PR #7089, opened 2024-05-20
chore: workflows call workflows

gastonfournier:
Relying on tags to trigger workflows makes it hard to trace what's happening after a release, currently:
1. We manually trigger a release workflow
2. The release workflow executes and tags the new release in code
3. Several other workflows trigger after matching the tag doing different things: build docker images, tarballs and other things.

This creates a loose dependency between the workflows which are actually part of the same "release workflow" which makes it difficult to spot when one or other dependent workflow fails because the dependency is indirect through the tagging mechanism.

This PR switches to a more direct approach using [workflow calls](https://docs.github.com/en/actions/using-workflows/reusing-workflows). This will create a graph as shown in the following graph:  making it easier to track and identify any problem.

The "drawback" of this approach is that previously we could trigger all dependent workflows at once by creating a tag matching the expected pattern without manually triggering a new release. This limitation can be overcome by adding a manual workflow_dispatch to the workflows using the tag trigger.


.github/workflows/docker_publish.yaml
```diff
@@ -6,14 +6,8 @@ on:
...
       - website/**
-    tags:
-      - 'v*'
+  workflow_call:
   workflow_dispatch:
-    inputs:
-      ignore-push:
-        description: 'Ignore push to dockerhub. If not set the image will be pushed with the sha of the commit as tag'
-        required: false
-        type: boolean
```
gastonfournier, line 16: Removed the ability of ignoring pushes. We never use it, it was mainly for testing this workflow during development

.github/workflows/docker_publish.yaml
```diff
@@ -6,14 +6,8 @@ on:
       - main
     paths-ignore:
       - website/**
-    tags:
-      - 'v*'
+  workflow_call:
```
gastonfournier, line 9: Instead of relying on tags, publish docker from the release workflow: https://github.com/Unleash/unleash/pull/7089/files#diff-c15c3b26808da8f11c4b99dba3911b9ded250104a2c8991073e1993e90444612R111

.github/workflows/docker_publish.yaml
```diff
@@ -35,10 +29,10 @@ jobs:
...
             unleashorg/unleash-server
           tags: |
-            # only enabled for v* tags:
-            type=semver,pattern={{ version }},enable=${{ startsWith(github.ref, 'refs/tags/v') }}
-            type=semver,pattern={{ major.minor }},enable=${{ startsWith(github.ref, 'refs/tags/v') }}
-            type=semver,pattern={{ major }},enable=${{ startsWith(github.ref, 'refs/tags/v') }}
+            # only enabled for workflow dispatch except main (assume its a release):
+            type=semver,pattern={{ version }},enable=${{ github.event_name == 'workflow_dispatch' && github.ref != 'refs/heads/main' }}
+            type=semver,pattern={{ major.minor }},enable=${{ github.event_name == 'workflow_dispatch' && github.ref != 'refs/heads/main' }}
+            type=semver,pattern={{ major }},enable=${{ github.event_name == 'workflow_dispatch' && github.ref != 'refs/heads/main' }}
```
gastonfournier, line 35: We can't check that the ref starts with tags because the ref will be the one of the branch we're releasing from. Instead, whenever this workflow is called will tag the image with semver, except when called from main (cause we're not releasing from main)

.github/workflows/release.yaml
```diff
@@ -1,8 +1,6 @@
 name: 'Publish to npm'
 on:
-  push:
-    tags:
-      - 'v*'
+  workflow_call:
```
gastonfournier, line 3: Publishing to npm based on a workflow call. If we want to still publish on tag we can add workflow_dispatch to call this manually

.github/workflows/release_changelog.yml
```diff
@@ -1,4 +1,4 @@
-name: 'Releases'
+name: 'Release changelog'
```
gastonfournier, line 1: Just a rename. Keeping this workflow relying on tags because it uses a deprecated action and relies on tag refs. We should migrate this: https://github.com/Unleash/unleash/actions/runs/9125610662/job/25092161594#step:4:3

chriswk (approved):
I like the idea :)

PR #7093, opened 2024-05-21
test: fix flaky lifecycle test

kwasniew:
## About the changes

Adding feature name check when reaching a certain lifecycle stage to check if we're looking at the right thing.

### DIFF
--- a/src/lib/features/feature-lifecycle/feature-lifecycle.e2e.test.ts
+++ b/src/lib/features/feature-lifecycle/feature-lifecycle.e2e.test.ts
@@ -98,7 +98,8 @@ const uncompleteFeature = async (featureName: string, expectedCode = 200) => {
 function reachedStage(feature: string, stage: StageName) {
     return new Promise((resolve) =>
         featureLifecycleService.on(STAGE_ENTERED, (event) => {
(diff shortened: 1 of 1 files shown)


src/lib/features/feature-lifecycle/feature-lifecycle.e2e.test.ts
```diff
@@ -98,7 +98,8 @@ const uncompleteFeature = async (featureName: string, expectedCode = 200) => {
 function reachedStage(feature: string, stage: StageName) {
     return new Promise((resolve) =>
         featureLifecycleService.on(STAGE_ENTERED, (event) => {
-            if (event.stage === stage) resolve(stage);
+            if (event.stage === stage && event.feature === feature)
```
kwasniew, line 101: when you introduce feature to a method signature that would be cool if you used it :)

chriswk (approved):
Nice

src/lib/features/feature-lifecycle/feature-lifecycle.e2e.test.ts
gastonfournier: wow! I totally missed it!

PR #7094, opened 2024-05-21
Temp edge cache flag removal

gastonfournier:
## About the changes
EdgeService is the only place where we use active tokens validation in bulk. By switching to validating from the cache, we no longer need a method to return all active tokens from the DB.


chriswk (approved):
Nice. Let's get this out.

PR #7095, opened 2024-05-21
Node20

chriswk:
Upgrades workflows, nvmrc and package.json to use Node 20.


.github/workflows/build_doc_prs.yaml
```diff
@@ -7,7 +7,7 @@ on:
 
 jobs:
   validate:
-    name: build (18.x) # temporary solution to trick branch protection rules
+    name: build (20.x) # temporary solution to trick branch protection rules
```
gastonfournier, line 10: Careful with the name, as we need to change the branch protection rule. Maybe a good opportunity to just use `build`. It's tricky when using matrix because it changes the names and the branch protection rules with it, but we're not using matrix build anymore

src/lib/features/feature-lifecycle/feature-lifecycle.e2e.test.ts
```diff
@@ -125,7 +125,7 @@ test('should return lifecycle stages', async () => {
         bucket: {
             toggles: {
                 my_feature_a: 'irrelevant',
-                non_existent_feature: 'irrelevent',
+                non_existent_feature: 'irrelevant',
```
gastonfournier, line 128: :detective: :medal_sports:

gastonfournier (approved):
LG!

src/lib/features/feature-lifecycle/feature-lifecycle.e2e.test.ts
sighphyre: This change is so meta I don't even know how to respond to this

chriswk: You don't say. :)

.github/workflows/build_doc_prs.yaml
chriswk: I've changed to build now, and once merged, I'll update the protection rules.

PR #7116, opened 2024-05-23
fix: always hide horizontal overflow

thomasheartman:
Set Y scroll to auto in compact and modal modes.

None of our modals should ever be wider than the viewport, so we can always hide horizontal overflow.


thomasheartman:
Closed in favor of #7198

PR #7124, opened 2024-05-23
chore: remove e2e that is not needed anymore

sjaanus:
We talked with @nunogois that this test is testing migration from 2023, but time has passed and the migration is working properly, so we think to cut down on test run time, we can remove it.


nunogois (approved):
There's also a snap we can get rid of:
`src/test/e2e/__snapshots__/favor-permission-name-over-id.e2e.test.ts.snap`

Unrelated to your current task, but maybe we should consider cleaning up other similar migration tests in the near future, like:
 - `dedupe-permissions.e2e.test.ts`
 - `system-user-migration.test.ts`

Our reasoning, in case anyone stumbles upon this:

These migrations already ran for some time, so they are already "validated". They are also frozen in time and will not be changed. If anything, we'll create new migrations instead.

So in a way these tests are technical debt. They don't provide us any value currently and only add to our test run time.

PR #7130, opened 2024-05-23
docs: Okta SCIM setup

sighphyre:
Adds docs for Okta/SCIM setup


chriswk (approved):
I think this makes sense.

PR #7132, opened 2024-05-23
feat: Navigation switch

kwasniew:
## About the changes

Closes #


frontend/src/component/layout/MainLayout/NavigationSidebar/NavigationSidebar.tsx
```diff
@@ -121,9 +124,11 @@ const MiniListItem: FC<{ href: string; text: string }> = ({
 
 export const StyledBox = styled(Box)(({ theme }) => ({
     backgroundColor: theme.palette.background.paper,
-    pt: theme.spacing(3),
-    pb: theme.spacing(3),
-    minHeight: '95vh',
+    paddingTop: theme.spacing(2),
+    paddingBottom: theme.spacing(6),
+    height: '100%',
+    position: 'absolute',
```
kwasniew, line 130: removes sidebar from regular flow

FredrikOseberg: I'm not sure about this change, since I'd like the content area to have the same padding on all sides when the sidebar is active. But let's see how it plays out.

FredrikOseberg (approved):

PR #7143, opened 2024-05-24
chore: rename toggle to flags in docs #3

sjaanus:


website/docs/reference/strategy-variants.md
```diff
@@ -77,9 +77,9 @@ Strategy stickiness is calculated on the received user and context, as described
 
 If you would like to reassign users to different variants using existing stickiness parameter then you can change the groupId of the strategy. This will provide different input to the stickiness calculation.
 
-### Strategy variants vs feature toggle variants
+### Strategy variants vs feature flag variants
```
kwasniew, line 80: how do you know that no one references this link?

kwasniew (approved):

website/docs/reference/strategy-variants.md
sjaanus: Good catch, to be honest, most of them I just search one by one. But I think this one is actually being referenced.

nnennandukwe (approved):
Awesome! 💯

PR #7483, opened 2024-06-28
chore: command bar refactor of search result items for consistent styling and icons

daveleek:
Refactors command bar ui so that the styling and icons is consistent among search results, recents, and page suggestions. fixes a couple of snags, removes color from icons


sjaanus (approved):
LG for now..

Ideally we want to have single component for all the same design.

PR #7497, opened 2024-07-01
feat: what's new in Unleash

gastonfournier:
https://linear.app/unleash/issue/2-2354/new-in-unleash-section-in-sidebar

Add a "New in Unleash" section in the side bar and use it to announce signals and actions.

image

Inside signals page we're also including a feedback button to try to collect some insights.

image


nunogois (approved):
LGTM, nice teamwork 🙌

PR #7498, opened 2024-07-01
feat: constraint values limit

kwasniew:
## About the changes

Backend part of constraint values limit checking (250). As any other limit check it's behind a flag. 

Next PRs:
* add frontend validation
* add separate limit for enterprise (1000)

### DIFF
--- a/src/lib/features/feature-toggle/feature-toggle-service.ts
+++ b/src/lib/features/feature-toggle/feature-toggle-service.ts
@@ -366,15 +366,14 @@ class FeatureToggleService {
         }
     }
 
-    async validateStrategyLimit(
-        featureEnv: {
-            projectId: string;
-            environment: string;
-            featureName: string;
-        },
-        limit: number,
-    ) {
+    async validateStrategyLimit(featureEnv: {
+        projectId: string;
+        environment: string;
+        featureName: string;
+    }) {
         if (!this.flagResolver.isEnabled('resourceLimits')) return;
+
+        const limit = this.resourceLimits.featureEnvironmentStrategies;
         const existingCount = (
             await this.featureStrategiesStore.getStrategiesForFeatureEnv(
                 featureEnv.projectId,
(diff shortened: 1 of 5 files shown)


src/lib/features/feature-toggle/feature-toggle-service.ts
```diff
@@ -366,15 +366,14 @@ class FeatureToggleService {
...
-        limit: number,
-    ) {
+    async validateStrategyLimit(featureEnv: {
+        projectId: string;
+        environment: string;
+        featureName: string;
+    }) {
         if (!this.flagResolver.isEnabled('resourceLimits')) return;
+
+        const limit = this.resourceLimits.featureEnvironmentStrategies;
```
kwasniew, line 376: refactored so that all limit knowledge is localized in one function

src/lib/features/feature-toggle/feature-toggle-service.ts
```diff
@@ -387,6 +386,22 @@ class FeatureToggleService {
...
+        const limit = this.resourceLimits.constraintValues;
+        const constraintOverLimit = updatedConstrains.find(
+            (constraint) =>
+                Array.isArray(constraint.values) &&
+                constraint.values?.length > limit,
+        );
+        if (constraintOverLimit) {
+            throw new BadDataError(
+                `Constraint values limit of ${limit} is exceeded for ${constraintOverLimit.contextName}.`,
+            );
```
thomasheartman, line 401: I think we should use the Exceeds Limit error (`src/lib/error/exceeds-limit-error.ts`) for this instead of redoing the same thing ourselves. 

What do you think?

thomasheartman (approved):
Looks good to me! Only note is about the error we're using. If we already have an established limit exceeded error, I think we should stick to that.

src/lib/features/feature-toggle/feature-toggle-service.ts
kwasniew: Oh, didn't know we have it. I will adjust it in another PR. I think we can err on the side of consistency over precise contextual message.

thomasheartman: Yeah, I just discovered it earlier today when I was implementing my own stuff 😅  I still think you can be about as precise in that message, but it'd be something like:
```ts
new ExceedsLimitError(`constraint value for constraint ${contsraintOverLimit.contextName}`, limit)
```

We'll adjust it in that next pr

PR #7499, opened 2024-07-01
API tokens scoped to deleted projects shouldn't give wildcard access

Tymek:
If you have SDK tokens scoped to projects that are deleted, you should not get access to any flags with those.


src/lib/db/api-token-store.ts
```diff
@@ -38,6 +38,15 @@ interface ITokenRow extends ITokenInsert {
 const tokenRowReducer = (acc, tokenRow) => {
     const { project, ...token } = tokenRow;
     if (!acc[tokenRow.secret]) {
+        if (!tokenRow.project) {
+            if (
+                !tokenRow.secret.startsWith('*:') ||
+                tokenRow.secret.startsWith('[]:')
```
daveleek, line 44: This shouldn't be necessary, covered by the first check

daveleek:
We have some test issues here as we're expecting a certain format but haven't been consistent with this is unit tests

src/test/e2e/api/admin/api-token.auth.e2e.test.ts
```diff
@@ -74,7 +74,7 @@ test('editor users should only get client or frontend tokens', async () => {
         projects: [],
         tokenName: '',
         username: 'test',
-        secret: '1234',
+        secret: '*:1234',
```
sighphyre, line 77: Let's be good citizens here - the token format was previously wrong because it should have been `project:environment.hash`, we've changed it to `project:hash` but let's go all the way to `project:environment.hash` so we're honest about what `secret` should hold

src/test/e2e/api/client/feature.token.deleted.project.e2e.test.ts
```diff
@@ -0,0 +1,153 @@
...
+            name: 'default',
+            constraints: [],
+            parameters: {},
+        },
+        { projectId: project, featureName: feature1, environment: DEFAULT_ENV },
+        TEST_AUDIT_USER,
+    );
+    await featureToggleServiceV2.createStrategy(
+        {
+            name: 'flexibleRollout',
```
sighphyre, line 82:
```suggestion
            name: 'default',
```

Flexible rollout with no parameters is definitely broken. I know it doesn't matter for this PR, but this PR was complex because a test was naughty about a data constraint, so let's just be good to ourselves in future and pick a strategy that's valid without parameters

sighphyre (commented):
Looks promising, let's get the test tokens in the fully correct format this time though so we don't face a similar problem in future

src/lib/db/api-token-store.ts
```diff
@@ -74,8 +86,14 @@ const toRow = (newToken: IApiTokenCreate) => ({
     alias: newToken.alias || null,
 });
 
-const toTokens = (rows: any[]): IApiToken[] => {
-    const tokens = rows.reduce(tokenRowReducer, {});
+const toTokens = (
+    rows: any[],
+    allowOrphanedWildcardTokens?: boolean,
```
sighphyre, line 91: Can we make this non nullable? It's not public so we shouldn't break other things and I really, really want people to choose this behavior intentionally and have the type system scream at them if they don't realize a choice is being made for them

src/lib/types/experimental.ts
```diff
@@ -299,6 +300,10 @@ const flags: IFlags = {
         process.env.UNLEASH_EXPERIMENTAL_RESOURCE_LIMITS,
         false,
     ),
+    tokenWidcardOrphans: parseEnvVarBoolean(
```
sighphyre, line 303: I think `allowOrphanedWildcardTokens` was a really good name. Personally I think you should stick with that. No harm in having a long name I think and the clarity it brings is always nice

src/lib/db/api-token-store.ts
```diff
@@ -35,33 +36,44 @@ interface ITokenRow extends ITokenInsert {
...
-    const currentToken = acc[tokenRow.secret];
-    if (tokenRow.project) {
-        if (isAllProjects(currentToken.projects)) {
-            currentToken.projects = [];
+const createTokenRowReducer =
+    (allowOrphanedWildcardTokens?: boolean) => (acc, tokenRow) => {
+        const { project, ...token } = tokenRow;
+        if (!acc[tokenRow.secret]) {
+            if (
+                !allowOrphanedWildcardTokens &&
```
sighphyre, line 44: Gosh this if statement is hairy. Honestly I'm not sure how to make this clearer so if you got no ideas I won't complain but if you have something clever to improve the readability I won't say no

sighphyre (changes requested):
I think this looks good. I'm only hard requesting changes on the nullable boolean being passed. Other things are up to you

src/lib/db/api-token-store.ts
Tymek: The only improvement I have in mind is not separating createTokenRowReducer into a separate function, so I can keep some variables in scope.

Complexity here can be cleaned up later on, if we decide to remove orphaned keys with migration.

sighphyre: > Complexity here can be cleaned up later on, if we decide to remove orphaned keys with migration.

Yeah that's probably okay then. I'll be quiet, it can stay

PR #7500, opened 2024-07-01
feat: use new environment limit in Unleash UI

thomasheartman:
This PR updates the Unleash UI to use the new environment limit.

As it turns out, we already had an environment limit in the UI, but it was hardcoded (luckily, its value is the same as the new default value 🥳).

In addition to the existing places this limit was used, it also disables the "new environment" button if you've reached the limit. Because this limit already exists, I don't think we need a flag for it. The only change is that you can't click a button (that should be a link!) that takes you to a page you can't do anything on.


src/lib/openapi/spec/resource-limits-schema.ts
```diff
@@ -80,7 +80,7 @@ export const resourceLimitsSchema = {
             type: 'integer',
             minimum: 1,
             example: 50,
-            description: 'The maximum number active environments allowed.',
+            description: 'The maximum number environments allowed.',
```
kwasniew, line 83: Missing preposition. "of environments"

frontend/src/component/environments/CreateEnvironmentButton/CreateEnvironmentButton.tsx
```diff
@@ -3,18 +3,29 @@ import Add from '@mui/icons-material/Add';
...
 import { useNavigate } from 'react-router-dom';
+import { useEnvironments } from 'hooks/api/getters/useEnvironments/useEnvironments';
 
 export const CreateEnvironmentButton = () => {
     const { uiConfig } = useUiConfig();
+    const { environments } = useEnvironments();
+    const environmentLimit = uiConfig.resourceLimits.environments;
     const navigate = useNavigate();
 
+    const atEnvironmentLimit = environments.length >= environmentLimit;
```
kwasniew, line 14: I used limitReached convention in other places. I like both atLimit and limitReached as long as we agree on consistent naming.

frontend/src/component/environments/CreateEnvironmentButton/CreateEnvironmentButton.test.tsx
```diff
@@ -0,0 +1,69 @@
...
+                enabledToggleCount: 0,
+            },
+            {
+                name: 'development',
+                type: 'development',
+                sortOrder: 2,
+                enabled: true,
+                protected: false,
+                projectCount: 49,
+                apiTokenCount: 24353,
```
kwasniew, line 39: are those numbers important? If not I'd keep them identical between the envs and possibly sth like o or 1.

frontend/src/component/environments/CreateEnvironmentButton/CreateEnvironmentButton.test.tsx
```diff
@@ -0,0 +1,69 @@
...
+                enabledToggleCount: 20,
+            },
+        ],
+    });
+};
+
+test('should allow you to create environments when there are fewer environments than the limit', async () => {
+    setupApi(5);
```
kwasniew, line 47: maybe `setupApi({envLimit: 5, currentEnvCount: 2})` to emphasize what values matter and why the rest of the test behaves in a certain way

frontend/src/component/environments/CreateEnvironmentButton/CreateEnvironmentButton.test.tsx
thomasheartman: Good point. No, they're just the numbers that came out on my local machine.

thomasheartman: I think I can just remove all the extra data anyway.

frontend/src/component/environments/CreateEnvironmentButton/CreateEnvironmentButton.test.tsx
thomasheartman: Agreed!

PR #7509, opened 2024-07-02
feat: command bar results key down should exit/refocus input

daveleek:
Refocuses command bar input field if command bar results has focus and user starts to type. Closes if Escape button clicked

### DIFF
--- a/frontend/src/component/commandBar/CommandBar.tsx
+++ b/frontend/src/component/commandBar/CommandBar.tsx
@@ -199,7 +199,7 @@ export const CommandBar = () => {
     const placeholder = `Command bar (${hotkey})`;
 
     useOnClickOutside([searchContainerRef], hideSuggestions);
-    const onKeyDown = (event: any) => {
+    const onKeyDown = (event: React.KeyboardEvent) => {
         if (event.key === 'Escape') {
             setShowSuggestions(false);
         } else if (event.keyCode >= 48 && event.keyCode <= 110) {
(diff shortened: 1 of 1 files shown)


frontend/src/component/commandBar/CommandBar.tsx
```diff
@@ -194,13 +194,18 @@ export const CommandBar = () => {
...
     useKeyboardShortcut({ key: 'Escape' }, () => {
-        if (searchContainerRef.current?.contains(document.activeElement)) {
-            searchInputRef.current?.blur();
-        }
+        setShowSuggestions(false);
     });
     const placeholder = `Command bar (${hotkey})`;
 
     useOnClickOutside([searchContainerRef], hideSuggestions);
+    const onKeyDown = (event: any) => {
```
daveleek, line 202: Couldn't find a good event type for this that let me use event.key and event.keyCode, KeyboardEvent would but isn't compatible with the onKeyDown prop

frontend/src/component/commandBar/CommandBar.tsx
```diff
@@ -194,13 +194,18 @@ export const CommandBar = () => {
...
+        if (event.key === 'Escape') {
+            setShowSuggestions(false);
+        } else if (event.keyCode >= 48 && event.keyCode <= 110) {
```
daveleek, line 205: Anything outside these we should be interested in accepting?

+-------+

WHAT YOU NEED TO DO. Find the lines above that contain the word "testing" and copy each one.

FINAL ANSWER.
gastonfournier, line 16: Removed the ability of ignoring pushes. We never use it, it was mainly for testing this workflow during development
We talked with @nunogois that this test is testing migration from 2023, but time has passed and the migration is working properly, so we think to cut down on test run time, we can remove it.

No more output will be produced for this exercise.